### TASK PROMPT
Reproduce the entries below exactly, but only from the line containing "This is the" to the line containing "jonasfj: But wasn't", inclusive.
── EXCERPTED DATA
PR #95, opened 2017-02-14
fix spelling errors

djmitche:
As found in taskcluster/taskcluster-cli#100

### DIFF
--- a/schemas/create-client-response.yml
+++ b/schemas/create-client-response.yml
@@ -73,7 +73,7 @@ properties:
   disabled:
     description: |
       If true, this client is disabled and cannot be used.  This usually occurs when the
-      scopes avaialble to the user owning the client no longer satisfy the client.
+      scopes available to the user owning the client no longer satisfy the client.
────
── EXCERPTED DATA
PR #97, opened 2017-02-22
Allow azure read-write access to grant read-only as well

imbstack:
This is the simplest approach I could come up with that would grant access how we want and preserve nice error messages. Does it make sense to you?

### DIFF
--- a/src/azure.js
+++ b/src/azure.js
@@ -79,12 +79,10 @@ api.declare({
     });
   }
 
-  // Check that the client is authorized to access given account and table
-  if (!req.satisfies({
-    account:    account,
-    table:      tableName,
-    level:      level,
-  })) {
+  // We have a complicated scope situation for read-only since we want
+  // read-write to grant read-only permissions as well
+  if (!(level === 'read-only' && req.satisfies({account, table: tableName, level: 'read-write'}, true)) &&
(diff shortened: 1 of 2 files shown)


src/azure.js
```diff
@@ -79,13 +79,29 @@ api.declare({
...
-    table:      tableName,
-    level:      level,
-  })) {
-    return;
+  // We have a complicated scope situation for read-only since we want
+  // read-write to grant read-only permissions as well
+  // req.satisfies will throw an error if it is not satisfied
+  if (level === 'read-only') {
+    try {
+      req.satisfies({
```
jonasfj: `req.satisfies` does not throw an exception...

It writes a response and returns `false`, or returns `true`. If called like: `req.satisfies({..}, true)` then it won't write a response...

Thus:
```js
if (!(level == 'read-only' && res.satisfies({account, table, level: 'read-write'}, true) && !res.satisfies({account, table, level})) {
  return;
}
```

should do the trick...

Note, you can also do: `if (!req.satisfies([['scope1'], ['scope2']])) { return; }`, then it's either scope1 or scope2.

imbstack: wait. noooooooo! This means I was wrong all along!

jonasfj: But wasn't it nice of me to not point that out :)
────
### EXERCISE RESPONSE
This is the simplest approach I could come up with that would grant access how we want and preserve nice error messages. Does it make sense to you?

### DIFF
--- a/src/azure.js
+++ b/src/azure.js
@@ -79,12 +79,10 @@ api.declare({
     });
   }
 
-  // Check that the client is authorized to access given account and table
-  if (!req.satisfies({
-    account:    account,
-    table:      tableName,
-    level:      level,
-  })) {
+  // We have a complicated scope situation for read-only since we want
+  // read-write to grant read-only permissions as well
+  if (!(level === 'read-only' && req.satisfies({account, table: tableName, level: 'read-write'}, true)) &&
(diff shortened: 1 of 2 files shown)


src/azure.js
```diff
@@ -79,13 +79,29 @@ api.declare({
...
-    table:      tableName,
-    level:      level,
-  })) {
-    return;
+  // We have a complicated scope situation for read-only since we want
+  // read-write to grant read-only permissions as well
+  // req.satisfies will throw an error if it is not satisfied
+  if (level === 'read-only') {
+    try {
+      req.satisfies({
```
jonasfj: `req.satisfies` does not throw an exception...

It writes a response and returns `false`, or returns `true`. If called like: `req.satisfies({..}, true)` then it won't write a response...

Thus:
```js
if (!(level == 'read-only' && res.satisfies({account, table, level: 'read-write'}, true) && !res.satisfies({account, table, level})) {
  return;
}
```

should do the trick...

Note, you can also do: `if (!req.satisfies([['scope1'], ['scope2']])) { return; }`, then it's either scope1 or scope2.

imbstack: wait. noooooooo! This means I was wrong all along!

jonasfj: But wasn't it nice of me to not point that out :)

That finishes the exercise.